WebAssembly uses the onSymbolStart hook it to decode preludes.
WebAssembly partially disassembles the symbol in its target specific
way; and then falls back to the normal flow of llvm-objdump.
AMDGPU needs it to decode kernel descriptors entirely, and move to the
next symbol.
This commit is to split the above task into 2.
- Changes to llvm-objdump and MC-layer without breaking WebAssembly code
[ this commit ]
- AMDGPU's implementation of onSymbolStart that decodes kernel
descriptors. [ https://reviews.llvm.org/D80713 ]

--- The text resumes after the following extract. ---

PR #2890, opened 2024-12-13
feat: Implements `mongodbatlas_stream_privatelink_endpoint` resource

oarbusi:
## Description

 Implements `mongodbatlas_stream_privatelink_endpoint` resource.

Reviewers: scott.linder, t-tye, sunfish, arsenm, jhenderson, MaskRay, aardappel
Reviewed By: scott.linder, jhenderson, aardappel
Subscribers: bcain, dschuff, wdng, tpr, sbc100, jgravelle-google, hiraditya, aheejin, MaskRay, rupprecht, llvm-commits
Tags: #llvm
Differential Revision: https://reviews.llvm.org/D80512
Added:
Modified:
llvm/include/llvm/MC/MCDisassembler/MCDisassembler.h
llvm/lib/MC/MCDisassembler/MCDisassembler.cpp
llvm/lib/Target/WebAssembly/Disassembler/WebAssemblyDisassembler.cpp
llvm/tools/llvm-objdump/llvm-objdump.cpp
Removed:
################################################################################
diff --git a/llvm/include/llvm/MC/MCDisassembler/MCDisassembler.h b/llvm/include/llvm/MC/MCDisassembler/MCDisassembler.h
index cddf325994f2..deff52989832 100644
--- a/llvm/include/llvm/MC/MCDisassembler/MCDisassembler.h
+++ b/llvm/include/llvm/MC/MCDisassembler/MCDisassembler.h
@@ -127,8 +127,13 @@ class MCDisassembler {
ArrayRef<uint8_t> Bytes, uint64_t Address,
raw_ostream &CStream) const = 0;
- /// May parse any prelude that precedes instructions after the start of a
- /// symbol. Needed for some targets, e.g. WebAssembly.
+ /// Used to perform separate target specific disassembly for a particular
+ /// symbol. May parse any prelude that precedes instructions after the
+ /// start of a symbol, or the entire symbol.
+ /// This is used for example by WebAssembly to decode preludes.
+ ///
+ /// Base implementation returns None. So all targets by default ignore to
+ /// treat symbols separately.
///
/// \param Name - The name of the symbol.
/// \param Size - The number of bytes consumed.
@@ -136,11 +141,27 @@ class MCDisassembler {
/// byte of the symbol.
/// \param Bytes - A reference to the actual bytes at the symbol location.
/// \param CStream - The stream to print comments and annotations on.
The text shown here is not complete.